Смотрите, как сладко спит! Железные у него нервы. Человек с такими нервами и волей назад не повернет».
На академике не было очков. Без них его хрящеватый, с небольшой горбинкой нос казался больше.
«Куда он дел очки?» — спросил себя врач, не видя их на постели. Осторожно встал. На цыпочках обошел кровать. Очки лежали на полу. Академик, видимо, снял их и держал в руке. Когда он уснул, очки выпали.
Зураб Торадзе поднял их, на цыпочках вернулся к стулу, сел и уставился на суровое одухотворенное лицо больного.
Академик, словно почувствовав упорный взгляд, заворочался, веки его дрогнули и открылись. Поначалу он ничего не видел, но глаза постепенно привыкли к темноте палаты, и в зелено-красном свете аппаратуры обозначился силуэт Зураба Торадзе.
Тот встал и протянул больному очки:
— Добрый вечер!
— Вы уже здесь?

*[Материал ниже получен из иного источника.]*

PR #1389, opened 2026-05-06
Fix cohort handling of zero to match IEEE 754 requirements

### LINKED ISSUE #1387: Remove canonicalization of 0
Per IEEE 754-2008 section 3.5.1: "A zero has a much larger cohort: the cohort of +0 contains a representation for each exponent, as does the cohort of −0". This is easy to fix in the constructor, but will affect basically every operation downstream.

mborland:
Closes: #1387


mborland:
These 32bit MSVC 14.5 failures are bizarre. It loses the sign and has stack overflows all over the place where the other MSVC versions have been green for a while. I'm going to move adding that runner to a different PR so that I can investigate what's going on better. These changes are still the correct ones.

PR #1391, opened 2026-05-08
Add MSVC 14.5 runner

mborland:


mborland:
Over alignment was the cause of our decimal type issues. Will have to dig into big uints on Monday. I believe that I have forced over alignment with u256.

PR #1397, opened 2026-06-12
Docs: edit_url setting

sdarwin:
After feedback from Ruben (boostorg/redis) the `edit_url` setting seems more appropriate than `branches`. It is exactly aimed at the issue.


mborland:
Thanks Sam

PR #1423, opened 2026-08-12
changes for JOSS publication

danielskatz:


mborland (approved):
These all look good to me. Thank you!

PR #8, opened 2018-09-24
Style updates

angelw22:
Update and add logo,  add favicon, slight update to nav bar


yehjxraymond:
Few things I've noticed:
1. Max-width is not applied to to all elements/pages. Ie. "How it works" section and Registry page. 
2. Logo width is different for different institute. Like the bottom 4 logo takes up much less space than the top 4. Is this intentional?

yehjxraymond:
Also, seemed like main.scss is not used in `ViewerPageContainer.js`. We can remove that as well.

PR #10, opened 2018-09-26
Added print button and print watermark

yehjxraymond:


src/components/CertificateViewer.js
```diff
@@ -4,6 +4,7 @@ import CertificateVerifyBlock from "./CertificateVerifyBlock";
 import MultiCertificateRenderer from "./MultiCertificateRenderer";
 import templateRegistry from "./CertificateTemplates";
 import InvalidCertificateNotice from "./InvalidCertificateNotice";
+import styles from "./certificateviewer.scss";
```
yehjxraymond: I think you've forgotten to commit this file in.

angelw22: committed

PR #20, opened 2018-11-01
Share button 

yehjxraymond:


src/services/email/index.js
```diff
@@ -0,0 +1,21 @@
+import "isomorphic-fetch";
+
+export const emailApiUrl =
+  "https://92cdczopwg.execute-api.ap-southeast-1.amazonaws.com/dev";
```
rjchow: should probably move this to .env

src/config/index.js
```diff
@@ -1,7 +1,8 @@
 import { types as Web3Types } from "../services/web3/getWeb3";
 
 const config = {
-  DEFAULT_NETWORK: Web3Types.INFURA_ROPSTEN
+  DEFAULT_NETWORK: Web3Types.INFURA_ROPSTEN,
+  CAPTCHA_CLIENT_KEY: "6LfiL3EUAAAAAHrfLvl2KhRAcXpanNXDqu6M0CCS"
```
rjchow: this is public information but should probably put in .env to separate config

PR #24, opened 2018-11-02
Template/ngee ann polytechnic

yehjxraymond:


src/components/CertificateTemplates/NgeeAnnPolytechnic/NP-AA2018-OPTION/certificate.js
```diff
@@ -0,0 +1,170 @@
...
+    "August",
+    "September",
+    "October",
+    "November",
+    "December"
+  ];
+
+  const day = date.getDay();
+  let daySup = "";
+  switch (day % 10 === 1) {
```
rjchow: wat

rjchow: let's provide them with a date library to use, laurent suggests date-fns

src/components/CertificateTemplates/NgeeAnnPolytechnic/common/images.js
```diff
@@ -0,0 +1,38 @@
+export const IMG_LOGO_NP =
```
rjchow: why not have them as image files instead of b64 strings?

src/components/CertificateTemplates/NgeeAnnPolytechnic/common/index.js
```diff
@@ -0,0 +1,8 @@
+export * from "./images";
+export * from "./template";
+
+export const approvedAddresses = [
+  "0xa5d801265D29A6F1015a641BfC0e39Ee3dA2AC76",
```
rjchow: remove the unused ones and leave a comment indicating the network

src/components/CertificateTemplates/NgeeAnnPolytechnic/common/transcript.js
```diff
@@ -0,0 +1,409 @@
...
+  width: "100%",
+  height: "auto"
+};
+
+const thWidth60Left = {
+  width: "60%",
+  textAlign: "left"
+};
+
+const formatDate = dateString => {
```
rjchow: i think this is duplicated in cert

src/components/CertificateTemplates/NgeeAnnPolytechnic/common/images.js
yehjxraymond: Hmm allow them the access into the `static` folder? Might prefer not, think it might be easier to maintain if they only have one folder.

src/components/CertificateTemplates/NgeeAnnPolytechnic/common/index.js
yehjxraymond: Will need them to confirm which is which.

rjchow: resolve when they reply

PR #39, opened 2018-11-14
add new template for diploma plus certificate.

mmysgp:
NP: add a new template for diploma plus certificate.


yehjxraymond:
Hi Wu Yong,

We've merged the changes in from another branch, will be closing this. Could you allow maintainers to amend your branch next time: https://help.github.com/articles/allowing-changes-to-a-pull-request-branch-created-from-a-fork/

Also, a few suggestions: 
1. Prevent code duplication - There were still numerous code duplication found in the templates, we have fixed them. Prefer you break down templates and reuse existing components between templates.

2. Use of png images - Currently some of the images are using jpeg instead of png. They tend to have lower resolution, bigger and does not support alpha channel (transparency).

3. Scaling images - Some of the signatures are pretty big and pixelated. Making them smaller (fix width) may make it look neater

4. Use lodash.get - We noticed a couple of certificate.something.something[something]. If any of the element is not found, the site will throw a major error. Prefer you use something like get(certificate, "something.somthing.somthing", <default value>).

Issue #119, opened 2019-03-14
Preloading the template chunk for the certificate file


rjchow:
Templates are split into chunks for each institutions, currently these chunks are only loaded **after** blockchain verification step - it would be good to do this in parallel with the blockchain verification so that the user perceived loading time is shorter

PR #121, opened 2019-03-14
[#119] - Preloading the template chunk for the certificate file

sumitnitsurat:
- added the preloading of templates before the verification starts.

### DIFF
--- a/src/sagas/templates.test.js
+++ b/src/sagas/templates.test.js
@@ -1,0 +1,41 @@
+import { put, call } from "redux-saga/effects";
+import { get } from "lodash";
+import { certificateData } from "@govtechsg/open-certificate";
+import templates from "../components/CertificateTemplates";
+import { preloadTemplateChunk } from "./templates";
+import { types as templateActions } from "../reducers/templates";
+import { MakeCertUtil } from "./testutils";
+
+describe("preload template", () => {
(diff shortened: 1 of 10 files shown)


rjchow:
@sumitnitsurat please review and write tests when you get back 😜

src/sagas/templates.test.js
```diff
@@ -0,0 +1,36 @@
+import { put, call } from "redux-saga/effects";
+import { get } from "lodash";
+import { certificateData } from "@govtechsg/open-certificate";
+import templates from "../components/CertificateTemplates";
+import json from "../../tests_fixture/NP_Certs_FT_BMS.json";
```
rjchow: i think just use a minimal cert inline instead of using a full cert

rjchow (changes requested):

src/sagas/templates.test.js
sumitnitsurat: We have any function which returns the minimal cert or you want me to remove the data from this cert itself ?

rjchow: you can use this: https://github.com/OpenCerts/opencerts-website/blob/master/src/sagas/testutils.js

rjchow (approved):

PR #140, opened 2019-04-01
added a new template for ssgwsg-qual certs

ssgwsg-acn:


ssgwsg-acn:
we are resolving issues

PR #141, opened 2019-04-02
Fix/try another link

sumitnitsurat:
- Resetting the certificate state to initial state.


src/reducers/certificate.js
```diff
@@ -37,6 +37,7 @@ export const initialState = {
 
 // Actions
 export const types = {
+  RESET_CERTIFICATE: "RESET_CERTIFICATE",
```
yehjxraymond: Possible to use `UPDATE_CERTIFICATE` action with empty certificate instead? That way, no need for new action.

sumitnitsurat: Can not use "UPDATE_CERTIFICATE" directly as it calls verify certificate calls subsequently.

rjchow (changes requested):
add test

src/reducers/certificate.test.js
```diff
@@ -1,12 +1,23 @@
...
   getActiveTemplateTab,
-  getTemplates
+  getTemplates,
+  resetCertificateState
 } from "./certificate";
 
 describe("reducers", () => {
+  describe("Reset certificate", () => {
+    it("should reset the state to initial state", () => {
+      const action = {
```
rjchow: should use this instead
https://github.com/OpenCerts/opencerts-website/blob/e369fe2309bc03e4b4bdef083e3eed3a44aaa060/src/reducers/certificate.js#L303

sumitnitsurat: added test for action also.

rjchow: no need, just use the exported function directly instead of replicating the action generator here

rjchow (approved):

PR #168, opened 2019-04-16
update jest

rjchow:
add number-to-words lib for RP
update jest
fix broken tests surfaced by jest upgrade


src/sagas/testutils.js
```diff
@@ -43,6 +43,15 @@ export class MakeCertUtil {
...
   }
 
+  static makeFakeUUID() {
+    return "aaaaaaaa-aaaa-4aaa-aaaa-aaaaaaaaaaaa";
+  }
+
+  addTemplateTag(tag) {
+    this.cert.data.$template = `${MakeCertUtil.makeFakeUUID()}:string:${tag}`;
+    return this;
+  }
```
sumitnitsurat: addTemplateTag(field, tag) {
  this.cert.data[field]= `${MakeCertUtil.makeFakeUUID()}:string:${tag}`;
  return this;
 }

We can make it generic by passing the field to add the basic schema fields to test in future.

rjchow: did it this way so that you don't have to be concerned with the uuid when you're writing tests - in the future this method will probably calculate the hashes so that we can do tests without having to update all the hashes

PR #171, opened 2019-04-17
Moving handleObfuscation and certificate into MultiCertRenderer

yehjxraymond:
- Exposing `window.templates` as a function to return the array of templates available, helps to allow clients using frameless-viewer to determine the number of templates (and their names) available.
- Exposing `window.renderCertificate` as a function to render the certificate (in JSON) in the frameless-viewer
- Exposing `window.selectTemplateTab` as a function to switch between the different templates available in the frameless-viewer
- Connected the store to `MultiCertificateRenderer`, `certificate` and `handleObfuscation` is no longer needed to be passed in as props
- Updated all certificates using `MultiCertificateRenderer` to use the simpler component
- Added integration test to demo interacting with `frameless-viewer` with js injection


src/reducers/certificate.js
```diff
@@ -32,7 +32,10 @@ export const initialState = {
   verificationStatus: [],
 
   emailState: states.INITIAL,
-  emailError: null
+  emailError: null,
+
+  templates: null,
+  activeTemplateTab: 0
```
sumitnitsurat: Just a suggestion...Its better for state management if we keep UI state as local. Keep logical state in redux global state. Though our app is not that big so fine for now.

src/components/FramelessViewerPageContainer.js
```diff
@@ -24,6 +27,12 @@ class FramelessViewerContainer extends Component {
     this.handleTextFieldChange = this.handleTextFieldChange.bind(this);
   }
 
+  componentDidMount() {
+    window.templates = () => this.props.templates;
+    window.renderCertificate = this.handleCertificateChange;
```
rjchow: i think we shouldn't unnecessarily pollute the global namespace, can we put it under windows.opencerts.xx?

src/reducers/certificate.js
rjchow: i would ordinarily agree with this, but the alternative is to propagate the handler for setting tab index through the whole hierarchy and i think that's a worse idea, open to discussion on this

PR #176, opened 2019-04-22
Fix/seo optimization

thefiend:
Added meta information, added alt text to images and hyperlink to external webpages


rjchow:
leaving this to raymond

thefiend:
Just to check, is Meta.js used anywhere in the project or is it not required? Can't seem to find any usage for that.

yehjxraymond:
Yep you are right, was previously called in every page but think it was removed later. Can remove that for now

pages/_document.js
```diff
@@ -20,6 +20,27 @@ export default class MyDocument extends Document {
           />
           <meta name="viewport" content="width=device-width, initial-scale=1" />
           <meta charSet="utf-8" />
+          <meta
+            name="description"
+            content="Whether you're a student or an employer, OpenCerts lets you verify the certificates you have of anyone from any institution. All in one place."
```
yehjxraymond: Description should be different for different pages. Might want to consider having this meta in the individual pages instead.

pages/_document.js
```diff
@@ -20,6 +20,27 @@ export default class MyDocument extends Document {
...
+          />
+          <meta
+            name="keywords"
+            content="OpenCerts, GovTech, Check, Verify, Certificate, Blockchain"
```
yehjxraymond: Keywords are hardly used in modern SEO, but it won't hurt.

src/components/CertificateDropZone/Views/DefaultView.js
```diff
@@ -11,7 +11,10 @@ const View = ({ hover, accept }) => (
   >
     <div className={css["image-container"]}>
       <i>
-        <img src="/static/images/dropzone/dropzone_illustration.svg" />
+        <img
+          alt="Dropzone"
```
yehjxraymond:
```suggestion
          alt=".opencert Dropzone"
```

Might want to consider above, or a variation. Reason is to help people figure out "how to open .opencert".

pages/_document.js
yehjxraymond: Overall I'm thinking of a `Meta` component where you can pass in these as props. So each page will have something like:
```js
<Meta
  description="Some description"
  keywords="A, B, C"
/>
```

As I'm writing this, it seemed like there is a package doing exactly this, you might want to check out: https://www.npmjs.com/package/next-seo

pages/faq.js
```diff
@@ -1,18 +1,33 @@
+import React from "react";
 import { connect } from "react-redux";
-import Head from "next/head";
+import NextSeo from "next-seo";
 import NavigationBar from "../src/components/Layout/NavigationBar";
 import FooterBar from "../src/components/Layout/FooterBar";
 import FaqContent from "../src/components/FAQ/FaqContent";
 
+import { SEO } from "../src/config";
```
yehjxraymond: Consider naming it SEO_DEFAULT or something to tell its default.

pages/faq.js
```diff
@@ -1,18 +1,33 @@
...
+
+export const FAQ_SEO = {
```
yehjxraymond: 1. Perhaps can rename to just SEO or META, easier to copy across file lol.

2. Consider using lodash deep merge, then no need to recurs inside object.
https://lodash.com/docs/4.17.11#merge

```
const _ = require("lodash")
_.merge({a: {b:2, c: 4}}, {a: {b:7}})
> { a: { b: 7, c: 4 } }
```

yehjxraymond:
```
merge(SEO_DEFAULT, {
  title: ...
  description: ...,
  openGraph: {...}
})
```

pages/faq.js
```diff
@@ -1,18 +1,33 @@
...
+    url: "https://opencerts.io/faq"
+  }
+};
+
 const FaqPage = () => (
-  <div>
-    <Head>
-      <title>OpenCerts - FAQ</title>
-    </Head>
+  <React.Fragment>
```
yehjxraymond: Found out there is a shorthand from RJ recently, you can try <> and </> to represent React fragment

pages/privacy.js
```diff
@@ -1,18 +1,33 @@
...
 import { connect } from "react-redux";
-import Head from "next/head";
+import NextSeo from "next-seo";
 import NavigationBar from "../src/components/Layout/NavigationBar";
 import FooterBar from "../src/components/Layout/FooterBar";
 import PrivacyContent from "../src/components/Privacy";
 
+import { SEO } from "../src/config";
+
+const _ = require("lodash");
```
yehjxraymond:
```suggestion
import { merge } from "lodash"
```

pages/faq.js
```diff
@@ -1,18 +1,32 @@
...
-import Head from "next/head";
+import { merge } from "lodash";
+import NextSeo from "next-seo";
 import NavigationBar from "../src/components/Layout/NavigationBar";
 import FooterBar from "../src/components/Layout/FooterBar";
 import FaqContent from "../src/components/FAQ/FaqContent";
 
+import { SEO } from "../src/config";
+
+merge(SEO, {
```
yehjxraymond: Didn't realise this is an unpure function. This way you potentially alter the state of SEO for other pages. The fix can be:

```
const SEO = merge({
  <your overwrite values here>
}, DEFAULT_SEO)
```

Consider use DEFAULT_SEO for your config, so it's obvious it's a default, and then assign SEO to this var instead.

yehjxraymond: Switching the order of the args around will not alter the second obj, in case you are wondering what's the diff. But test it out yourself though.

pages/index.js
```diff
@@ -1,18 +1,19 @@
...
 
+import { DEFAULT_SEO } from "../src/config";
+
 const VerifierPage = () => (
-  <div>
-    <Head>
-      <title>OpenCerts</title>
-    </Head>
+  <>
+    <NextSeo config={DEFAULT_SEO} />
```
sumitnitsurat: Can you check if we can move in higher component which is common for every view ? I think we can move it in _app.js.

yehjxraymond: He needs to be able to customise this based on different page. Any suggestions?

sumitnitsurat: create a json of SEO configuration based on different pages routes. keep only one merge function and pass value based on the routes you are in. it will be really easy to maintain.

yehjxraymond: Hmm that way when creating a single page, I've one additional file to edit?

sumitnitsurat: No..by default a default SEO configuration will be applied on the newly created page..and if you want to change you just need to add the config for that page ..Thats it..you dont need to include <NextSeo> component and write merge for that configuration again.  The best thing if later on we want to change the merge function or add props in <NextSeo> component we wont need to take care of every place we have included it.

yehjxraymond: Oh I see, so if you like the default, then don't need to pass in the extra params? I like.

pages/_app.js
```diff
@@ -23,7 +71,10 @@ class MyApp extends App {
     return (
       <Container>
         <Provider store={store}>
-          <Component {...pageProps} />
+          <>
```
sumitnitsurat: Dont need this open and close brackets.

pages/_app.js
```diff
@@ -1,13 +1,61 @@
...
+import NextSeo from "next-seo";
 import withGA from "next-ga";
+import { merge } from "lodash/fp";
 import React from "react";
 import { Provider } from "react-redux";
 import initStore from "../src/store";
-import { GA_ID } from "../src/config";
+import { GA_ID, DEFAULT_SEO } from "../src/config";
+
+const ALL_SEO_CONFIG = {
```
sumitnitsurat: move this to config only with default SEO. name const as SEO and make a key "DEFAULT" and then rest of the routes.

PR #198, opened 2019-04-24
Separated registry networks to Main and Ropsten

thefiend:
Separated the networks in registry to respective networks and added checking for different network types


rjchow:
was talking about this with raymond, I think perhaps we should combine the data for our viewable registry page and this - we do need to get the contact details for the institutes though.

Alternatively we can just create a card that shows only the details that exist and slowly fill in the details

thefiend:
> was talking about this with raymond, I think perhaps we should combine the data for our viewable registry page and this - we do need to get the contact details for the institutes though.
> 
> Alternatively we can just create a card that shows only the details that exist and slowly fill in the details

Yea, talked to Raymond about it before. We probably can check if the URL for the partner's OpenCert exists in the registry, if it does then show on the registry page.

Кстати, сделайте одолжение, наденьте их на меня.
— Я пришел точно в девять, но не стал вас будить. Точность непременное свойство нашей профессии. Причем точность двойная, точность времени и действий, вы, вероятно, понимаете, что я имею в виду операцию! — Главный врач надел ему очки и снова опустился на стул.
Академик взглянул на него. На сей раз он разглядел черты энергичного лица главного врача, его живые добрые глаза.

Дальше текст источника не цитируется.